Las discusiones que los círculos gobernantes están teniendo abarcan algún tipo de renovación de DACA con una “reforma migratoria comprensiva” que, de aprobarse, comenzaría un conjunto de medidas reaccionarias y bipartidistas para aumentar la militarización de la frontera e imponer aún más onerosos requisitos para cualquiera que solicite derechos de ciudadanía. La finalización de DACA es parte de una ofensiva antiinmigrante más amplia del Gobierno de Trump, la cual no se ha topado con ninguna oposición del Partido Demócrata, el cual ha dedicado los últimos siete meses denunciando a Trump por ser demasiado “suave” con Rusia. Los demócratas han aplaudido cada paso para que los militares tomen más y más las riendas de la Casa Blanca, incluyendo el ascenso del exgeneral John Kelly de secretario de Seguridad Nacional de Trump a jefe de personal.

Kelly, quien supervisó directamente los ataques contra inmigrantes de Trump como titular del Departamento de Seguridad Nacional, había sido elegido por Obama en el 2012 para encabezar el Comando Sur de EUA, el cual preside las operaciones militares en América del Sur, Central y el Caribe. Para su primer puesto en la Administración Trump, Kelly fue confirmado por el Senado estadounidense con un voto bipartidista de 88 a 11.

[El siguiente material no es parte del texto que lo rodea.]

PR #588, opened 2016-11-25
MAID-1795 Fix failing network::tests::fill_network test

dhardy:
Tests pass. Rustfmt done. Clippy didn't want to install :(

### DIFF
--- a/tests/network.rs
+++ b/tests/network.rs
@@ -16,15 +16,13 @@
 // relating to use of the SAFE Network Software.
 
 use rand::Rng;
-use rand::distributions::{IndependentSample, Range};
-use routing::{Data, ImmutableData};
+use routing::{Data, ImmutableData, MIN_GROUP_SIZE};
 use routing::mock_crust::{self, Network};
 use safe_vault::Config;
-use safe_vault::mock_crust_detail::{poll, test_node};
 use safe_vault::mock_crust_detail::test_client::TestClient;
+use safe_vault::mock_crust_detail::test_node;
 use safe_vault::test_utils;
 
-#[ignore]
 #[test]
 fn fill_network() {
     let network = Network::new(None);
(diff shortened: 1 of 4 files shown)


maidsafe-highfive:

src/chunk_store/tests.rs
```diff
@@ -113,11 +113,10 @@ fn successful_put() {
...
 
-        for (index, &(ref data, ref size)) in
-            chunks.data_and_sizes
-                .iter()
-                .enumerate()
-                .rev() {
+        for (index, &(ref data, ref size)) in chunks.data_and_sizes
+            .iter()
+            .enumerate()
+            .rev() {
```
afck: This looks like it's undoing some earlier rustfmt changes - are you using version 0.6.3?

tests/network.rs
```diff
@@ -63,25 +62,23 @@ fn fill_network() {
...
-                trace!("Stored chunk {:?}", data_id);
-                return;
-            }
-            Err(opt_response) => {
-                trace!("Failed storing chunk {:?}, response: {:?}",
-                       data_id,
-                       opt_response);
-            }
+    
+    //TODO: this is a bit different than before — is it doing the right thing?
```
afck: Yes, that makes sense. Since there was only one group before, adding until it splits should definitely make space for more data.

tests/network.rs
```diff
@@ -63,25 +62,22 @@ fn fill_network() {
...
-                       opt_response);
-            }
+
+    // Let the network split
+    test_node::add_nodes_until_split(&network, &mut nodes, Some(config), true);
+    // Now try adding data:
+    let content = rng.gen_iter().take(100).collect();
+    let data = Data::Immutable(ImmutableData::new(content));
+    let data_id = data.identifier();
+    match client.put_and_verify(data, &mut nodes) {
```
Fraser999: This `match` could probably be reduced to something like
```rust
unwrap!(client.put_and_verify(data, &mut nodes), "Failed to put again after adding nodes");
```
(unless we end up reverting to the previous method of adding a node and trying to store inside a fixed-size loop)

tests/network.rs
```diff
@@ -63,25 +62,22 @@ fn fill_network() {
...
-                return;
-            }
-            Err(opt_response) => {
-                trace!("Failed storing chunk {:?}, response: {:?}",
-                       data_id,
-                       opt_response);
-            }
+
+    // Let the network split
+    test_node::add_nodes_until_split(&network, &mut nodes, Some(config), true);
```
Fraser999: I don't think this guarantees that the following `put_and_verify()` attempt will succeed.  If the network happens to be somewhat imbalanced prior to this call, we can end up with one of the new groups having a quorum of "full" nodes.  So if the random test data belongs in that group, it will still report `NetworkFull` I think.

PR #591, opened 2016-12-19
Maid-1872 port fixes

maqi:


maidsafe-highfive:
r? @Fraser999

src/personas/data_manager.rs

La eliminación de DACA marca una escalada importante en la guerra de Trump contra los inmigrantes y tendrá consecuencias del mayor alcance. Los instrumentos y métodos de opresión que se forjen y afilen en estos ataques contra inmigrantes en nombre de “la ley y el orden” —el aparato de espionaje masivo, la recolección y reparto de datos, la integración de todas las agencias policiales y el armamento de las fuerzas policiacas con equipos militares— serán empleados contra la clase obrera en su conjunto.

Existe una gran oposición a las políticas antiinmigrantes del Gobierno de Trump. Esta oposición no puede ser encauzada de vuelta al Partido Demócrata, que está igual de irreparablemente sujeto a la élite corporativa que el Partido Republicano.

La defensa de los trabajadores inmigrantes exige la movilización independiente de toda la clase obrera en Estados Unidos e internacionalmente, con base en un programa que avance su propia solución a la crisis económica mundial: la reorganización de la economía global para atender todas las necesidades sociales y no el afán de lucro privado. Esta lucha unida tiene que comenzar con un rechazo a todos los intentos para dividir a los trabajadores nacidos en EUA de los trabajadores inmigrantes, independientemente de su estatus legal, y una defensa de la libertad de todos a vivir y trabajar en el país de su elección con derechos plenos e igualitarios.